### What is needed
Using the data that follows, say how many lines contain the word "role", giving the number by itself.

### Data shown

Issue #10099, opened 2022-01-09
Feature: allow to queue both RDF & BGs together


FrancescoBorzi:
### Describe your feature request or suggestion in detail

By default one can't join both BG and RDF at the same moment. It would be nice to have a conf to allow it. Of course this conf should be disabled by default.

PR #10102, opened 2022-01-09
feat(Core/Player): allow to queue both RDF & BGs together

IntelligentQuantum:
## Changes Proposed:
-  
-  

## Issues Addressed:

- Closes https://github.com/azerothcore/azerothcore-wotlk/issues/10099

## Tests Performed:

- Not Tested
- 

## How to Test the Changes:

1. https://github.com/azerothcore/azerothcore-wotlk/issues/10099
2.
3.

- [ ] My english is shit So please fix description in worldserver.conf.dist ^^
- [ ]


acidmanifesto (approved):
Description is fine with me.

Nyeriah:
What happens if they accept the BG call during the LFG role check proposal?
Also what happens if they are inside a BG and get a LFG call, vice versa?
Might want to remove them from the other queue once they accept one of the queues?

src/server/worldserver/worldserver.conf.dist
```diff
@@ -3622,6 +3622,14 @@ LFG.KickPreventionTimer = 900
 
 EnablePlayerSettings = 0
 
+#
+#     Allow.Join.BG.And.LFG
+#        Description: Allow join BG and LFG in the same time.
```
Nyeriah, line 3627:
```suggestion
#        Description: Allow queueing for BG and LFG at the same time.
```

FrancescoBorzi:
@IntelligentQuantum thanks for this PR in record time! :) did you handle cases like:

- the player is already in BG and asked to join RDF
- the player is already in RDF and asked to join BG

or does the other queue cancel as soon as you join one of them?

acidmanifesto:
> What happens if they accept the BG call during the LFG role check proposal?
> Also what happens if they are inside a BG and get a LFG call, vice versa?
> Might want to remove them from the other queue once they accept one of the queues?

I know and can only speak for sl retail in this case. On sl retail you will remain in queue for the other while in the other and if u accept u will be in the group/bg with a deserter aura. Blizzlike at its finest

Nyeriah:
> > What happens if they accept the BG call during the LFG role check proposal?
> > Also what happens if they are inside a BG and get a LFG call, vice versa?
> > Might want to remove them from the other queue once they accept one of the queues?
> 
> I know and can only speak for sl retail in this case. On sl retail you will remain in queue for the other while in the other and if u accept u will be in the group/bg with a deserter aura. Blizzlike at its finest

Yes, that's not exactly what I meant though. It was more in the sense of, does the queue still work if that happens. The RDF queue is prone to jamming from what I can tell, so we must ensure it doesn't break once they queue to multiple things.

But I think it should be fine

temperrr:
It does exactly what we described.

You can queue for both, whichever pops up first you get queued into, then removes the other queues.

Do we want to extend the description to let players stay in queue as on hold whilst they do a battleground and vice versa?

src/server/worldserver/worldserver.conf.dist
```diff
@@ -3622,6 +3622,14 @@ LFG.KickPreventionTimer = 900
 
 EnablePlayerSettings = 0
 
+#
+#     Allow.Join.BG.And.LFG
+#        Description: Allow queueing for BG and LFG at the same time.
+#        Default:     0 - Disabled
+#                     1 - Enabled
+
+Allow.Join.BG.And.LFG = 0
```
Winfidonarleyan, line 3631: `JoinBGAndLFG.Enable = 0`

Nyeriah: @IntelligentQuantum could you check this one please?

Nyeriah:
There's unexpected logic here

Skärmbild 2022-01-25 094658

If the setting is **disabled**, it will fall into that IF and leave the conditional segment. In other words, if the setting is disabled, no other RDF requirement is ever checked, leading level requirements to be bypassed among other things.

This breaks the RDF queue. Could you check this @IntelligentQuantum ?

---

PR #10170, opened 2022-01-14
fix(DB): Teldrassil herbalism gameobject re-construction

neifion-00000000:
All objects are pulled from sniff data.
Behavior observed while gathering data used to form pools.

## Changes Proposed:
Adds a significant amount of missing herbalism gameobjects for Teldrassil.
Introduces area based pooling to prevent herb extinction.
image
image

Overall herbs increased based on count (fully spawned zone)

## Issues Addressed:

### Task result
3